• ABOUT THIS EXERCISE
From the line containing "While were on" through the last line, print the records exactly and nothing else.

(Collected data entries)
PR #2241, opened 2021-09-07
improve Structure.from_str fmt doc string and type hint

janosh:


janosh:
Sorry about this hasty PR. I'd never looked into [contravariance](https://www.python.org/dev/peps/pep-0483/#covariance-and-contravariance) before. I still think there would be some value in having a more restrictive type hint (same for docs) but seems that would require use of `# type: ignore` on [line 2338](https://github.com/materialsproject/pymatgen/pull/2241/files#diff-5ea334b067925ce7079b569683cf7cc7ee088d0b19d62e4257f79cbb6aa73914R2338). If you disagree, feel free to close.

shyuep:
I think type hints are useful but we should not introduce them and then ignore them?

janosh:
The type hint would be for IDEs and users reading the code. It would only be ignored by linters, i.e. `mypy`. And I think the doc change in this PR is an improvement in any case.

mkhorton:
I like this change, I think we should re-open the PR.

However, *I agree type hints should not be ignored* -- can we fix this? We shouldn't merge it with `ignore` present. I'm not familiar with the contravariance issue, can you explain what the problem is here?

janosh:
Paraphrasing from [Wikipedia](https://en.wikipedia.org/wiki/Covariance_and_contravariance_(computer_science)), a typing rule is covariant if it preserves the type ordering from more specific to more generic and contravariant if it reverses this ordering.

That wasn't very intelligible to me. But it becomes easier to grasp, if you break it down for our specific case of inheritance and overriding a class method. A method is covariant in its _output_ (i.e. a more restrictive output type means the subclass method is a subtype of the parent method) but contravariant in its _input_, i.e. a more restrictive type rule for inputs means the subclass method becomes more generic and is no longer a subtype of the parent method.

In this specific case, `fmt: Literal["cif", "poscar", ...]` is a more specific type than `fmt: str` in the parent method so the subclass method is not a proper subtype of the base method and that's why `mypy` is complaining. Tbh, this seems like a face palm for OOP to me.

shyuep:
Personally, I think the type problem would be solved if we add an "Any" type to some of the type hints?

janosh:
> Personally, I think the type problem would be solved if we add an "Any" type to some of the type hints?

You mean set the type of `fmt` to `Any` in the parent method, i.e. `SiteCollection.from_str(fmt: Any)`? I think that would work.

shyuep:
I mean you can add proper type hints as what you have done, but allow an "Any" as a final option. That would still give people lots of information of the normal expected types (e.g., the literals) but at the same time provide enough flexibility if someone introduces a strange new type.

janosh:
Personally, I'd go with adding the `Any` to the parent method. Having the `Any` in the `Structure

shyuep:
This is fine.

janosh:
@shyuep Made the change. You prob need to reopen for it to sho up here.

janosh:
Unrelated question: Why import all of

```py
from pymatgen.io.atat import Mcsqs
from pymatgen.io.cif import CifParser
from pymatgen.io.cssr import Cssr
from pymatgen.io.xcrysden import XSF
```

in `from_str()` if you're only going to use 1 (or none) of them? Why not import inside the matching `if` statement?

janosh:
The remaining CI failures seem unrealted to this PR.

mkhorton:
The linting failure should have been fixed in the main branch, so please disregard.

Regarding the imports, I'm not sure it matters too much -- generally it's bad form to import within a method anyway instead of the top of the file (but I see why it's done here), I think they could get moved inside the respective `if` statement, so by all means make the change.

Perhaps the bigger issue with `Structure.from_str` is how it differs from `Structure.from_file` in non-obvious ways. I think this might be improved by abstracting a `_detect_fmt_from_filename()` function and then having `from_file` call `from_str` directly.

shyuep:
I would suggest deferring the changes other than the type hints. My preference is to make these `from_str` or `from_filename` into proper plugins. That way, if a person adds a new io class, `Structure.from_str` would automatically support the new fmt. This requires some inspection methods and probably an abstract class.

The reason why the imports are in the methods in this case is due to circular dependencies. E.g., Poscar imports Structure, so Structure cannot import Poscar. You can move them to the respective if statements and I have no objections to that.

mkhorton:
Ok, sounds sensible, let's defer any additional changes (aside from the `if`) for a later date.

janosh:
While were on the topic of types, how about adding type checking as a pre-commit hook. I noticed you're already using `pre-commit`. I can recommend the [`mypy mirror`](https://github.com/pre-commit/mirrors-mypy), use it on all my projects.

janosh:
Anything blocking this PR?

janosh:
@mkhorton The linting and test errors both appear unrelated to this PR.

• RESPONSE
While were on the topic of types, how about adding type checking as a pre-commit hook. I noticed you're already using `pre-commit`. I can recommend the [`mypy mirror`](https://github.com/pre-commit/mirrors-mypy), use it on all my projects.

janosh:
Anything blocking this PR?

janosh:
@mkhorton The linting and test errors both appear unrelated to this PR.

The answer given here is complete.